本作は2016年にSteamにて早期アクセス配信が開始され、2020年8月に正式リリース。膨大なコンテンツと自由度の高さなどが評価され、現時点でSteamでのユーザーレビューステータスは98%が好評とする「圧倒的に好評」ステータスを獲得している。また2022年10月にはNintendo Switch版も配信。昨年12月には本作の累計売上が350万本を突破したことも伝えられていた(関連記事)。

そして今回、高評価かつ人気を博している本作の値上げが、作品公式Twitterアカウントより告知された。現地時間1月26日より本作の基本価格は30ドルから35ドルに引き上げられるとのこと。日本向け価格も変更されるかは告知されていないものの、35ドルは日本円換算すれば約4500円となる(現在の本作Steam版の日本向け価格は税込4000円)。基本価格値上げの理由としては、インフレーション(物価上昇 )の影響を受けた調整と説明されている。

本作は2016年の早期アクセス配信開始時には20ドルで発売。2018年4月に30ドルに引き上げられて以降、海外向けの販売価格は据え置きとなっていた。約5年のうちに社会情勢も変化し、今回の決断に至ったのだろう。

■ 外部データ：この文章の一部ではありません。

PR #181, opened 2026-05-19
Bump R dependency to >= 4.1, expand R version coverage in CI 

etiennebacher:
As discussed, this bumps the R version constraint and ensures that all subsequent versions are tested in CI.

At the time of writing:

- release = 4.6
- oldrel-1 = 4.5
- oldrel-2 = 4.4
- oldrel-3 = 4.3
- oldrel-4 = 4.2
- oldrel-5 = 4.1 (this one is much slower to run because it doesn't have binaries for many packages that take a while to compile, e.g. `s2`)

This PR adds two small fixes for failing tests on R < 4.3:

1. `array2DF()` was added in R 4.3 so I copied the current implementation and we use this if R < 4.3
2. `by()` started accepting formulas in R 4.3 only so I replaced the input to be  a dataframe instead

Part of #165 


.github/workflows/R-CMD-check.yaml
```diff
@@ -18,11 +18,15 @@ jobs:
       fail-fast: false
       matrix:
         config:
+          - {os: ubuntu-latest,  r: 'devel', http-user-agent: 'release'}
```
etiennebacher, line 50: This is just reordered so that we have devel -> release -> oldrel in the list

.github/workflows/R-CMD-check.yaml
```diff
@@ -39,6 +47,16 @@ jobs:
...
 
+      # Some packages (e.g. geosphere) have compilation errors on R 4.1 and 4.2 because by default they
+      # use C++14 while they require C++17. We manually set this required C++ version for those R 
+      # versions only.
+      - name: Set C++17 compiler for older R versions
+        if: ${{ matrix.config.r == 'oldrel-4' || matrix.config.r == 'oldrel-5' }}
+        run: |
+          mkdir -p ~/.R
+          echo "CXX = g++ -std=gnu++17" >> ~/.R/Makevars
+        shell: bash
```
etiennebacher, line 83: This fix was generated by Claude (after many failed attempts by me 😅), I checked this locally as well

R/utils-backports.R
```diff
@@ -0,0 +1,79 @@
+# Copied from the R 4.6.0 implementation of array2DF() on 2026-05-19
```
etiennebacher, line 1: `array2DF()` was added in R 4.3.0. I think this is probably the easiest way to replace it in R < 4.3, but there's always a risk that this becomes outdated if we forget to add potential future bug fixes in the original implementation.

.github/workflows/R-CMD-check.yaml
```diff
@@ -8,6 +8,10 @@ on:
 
 name: R-CMD-check
 
+concurrency:
+  group: ${{ github.workflow }}-${{ github.head_ref }}
+  cancel-in-progress: true
```
etiennebacher, line 38: This avoids queuing too many workflows when we push several commits in a short time span. The newest commit always cancels the running workflows so that it can run its workflows. The only downside is that sometimes you receive many "job cancelled" notifications from Github.

etiennebacher:
Still in draft because it seems that tests on 4.1 are stuck because of tests requiring access to gplates.org:

```
  Error in curl::curl_fetch_memory(url, handle = handle): Failure when receiving data from the peer [gws.gplates.org]:
  Recv failure: Connection reset by peer
```

Edit: this is unrelated to R 4.1, I see similar failures here: https://github.com/palaeoverse/palaeoverse/pull/182

tests/testthat/test-group_apply.R
```diff
@@ -152,17 +158,16 @@ test_that("error handling for argument 'group'", {
     error = TRUE
   )
 
-  # This is a corner case that gives an unhelpful error message in an interactive
+  # This is a corner case that used to give an unhelpful error message in an interactive
```
etiennebacher: Turns out that the fix made in `group_apply()` to ensure it works with older versions of R also fixes this issue (i.e. it gives a better error message now).

.github/workflows/R-CMD-check.yaml
```diff
@@ -64,6 +72,16 @@ jobs:
           http-user-agent: ${{ matrix.config.http-user-agent }}
           use-public-rspm: true
 
+      # Some packages (e.g. geosphere) have compilation errors on R 4.1 and 4.2 because by default they
+      # use C++14 while they require C++17. We manually set this required C++ version for those R 
+      # versions only.
+      - name: Set C++17 compiler for older R versions
+        if: ${{ matrix.config.r == 'oldrel-4' || matrix.config.r == 'oldrel-5' }}
```
willgearty: Hmm...I guess we'll need to update this with each R version? Is there a way to check what the actual R version is instead?

willgearty: I'm also a little surprised pak doesn't deal with this itself

R/group_apply.R
```diff
@@ -115,12 +115,23 @@ group_apply <- function(occdf, group, fun, ...) {
...
+  # `by()` is a wrapper of `tapply()`, but it ends up being MUCH faster than `tapply()`
+  # because of some data wrangling it does.
+  #
+  # Note: this used to use a formula in the INDICES param, but `by.data.frame()` started
+  # accepting formulas in R 4.3 only. From R 4.3 news:
+  #    "The tapply() function now accepts a data frame as its X argument, and allows INDEX
+  #    to be a formula in that case. by.data.frame() similarly allows INDICES to be a
+  #    formula."
+  #
+  # -> since we support R >= 4.1, we cannot use a formula,
```
willgearty: Since we were just making the formula for the user (and never accepting one from the user), I don't think this comment is necessary (it's valid, just not necessary). It's just cleaning up the old convoluted code.

R/utils-backports.R
willgearty, line 1: Good catch, I hadn't realized this was only added in 4.3.0

tests/testthat/test-group_apply.R
```diff
@@ -152,17 +158,16 @@ test_that("error handling for argument 'group'", {
...
   #    ! cannot xtfrm data frames
   #
-  # The behavior is correct (it should error) but the message should be improved.
-  # This only occurs when "group" contains a character value that has the same
+  # This only occurred when "group" contains a character value that has the same
   # name as an existing object in the environment and when "group" has more than
   # one value.
   #
-  # It seems that group_apply() tries to evaluate the object but it shouldn't.
+  # It seems that group_apply() tried to evaluate the object.
```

そして注目したいのは、値上げに際してユーザーからの暖かい反応も多く寄せられている点だ。たとえば、本作と類似コアコンセプトをもつ人気自動化シム『Satisfactory』公式Twitterアカウントは「(35ドルと言わず)40ドルにしろ」とリプライにて力強くコメント。さらに「黙っておれの金をもっていけ」と札束を取り出すネットミーム画像を添えている。また、現在開発中のDLCでいずれ“お金を払える”ことを楽しみにするユーザーも見られる。そのほか、本作を数千時間遊んだというユーザーも散見される。中には、長時間楽しめるコストパフォーマンスの高さから、1時間あたりの値上げ額は1セント程度とする意見も。いずれにせよ本作の値上げは、多くのハードコアなファンに好意的に見られていることがうかがえる。「本作の高い品質に対して、もっと値段が高くてもいい」というファン評価の表出だろう。

一方ほかのタイトルでは、値上げ時にユーザーから厳しい意見が集まる場合も見られる。たとえば『Rain World』では先日、1月20日に発売予定のDLCの価格が発表。あわせてゲーム本体について、2月上旬に5ドルの値上げが実施されることが告知された。これを受けてSteamフォーラム上では、値上げに対する冷ややかな意見が寄せられることに。ユーザーに弁解するようなかたちで、販売元Akupara Gamesのスタッフが値上げの理由を説明するに至った。そのなかでは、『Rain World』を値上げした4つの理由が語られている。

『Rain World』も、2017年にリリースされて長らく無料アップデートが重ねられてきた作品である。理由のひとつは、そうした労力を価格に反映したとのこと。続いて、「DLCの価格を抑え、早期に購入してくれた既存ユーザーに報いるため」「今後もっと『Rain World』関連のコンテンツを開発するため」といった理由を説明。4つ目の理由としては、同作のパブリッシャー変更に関連する支出を賄うためとされている。一連の説明は理にかなっているものの、引き続き比較的冷ややかなユーザー反響が多め。Akupara Gamesの初期発表では、値上げの理由が十分に明示されていなかったのもその一因だろう。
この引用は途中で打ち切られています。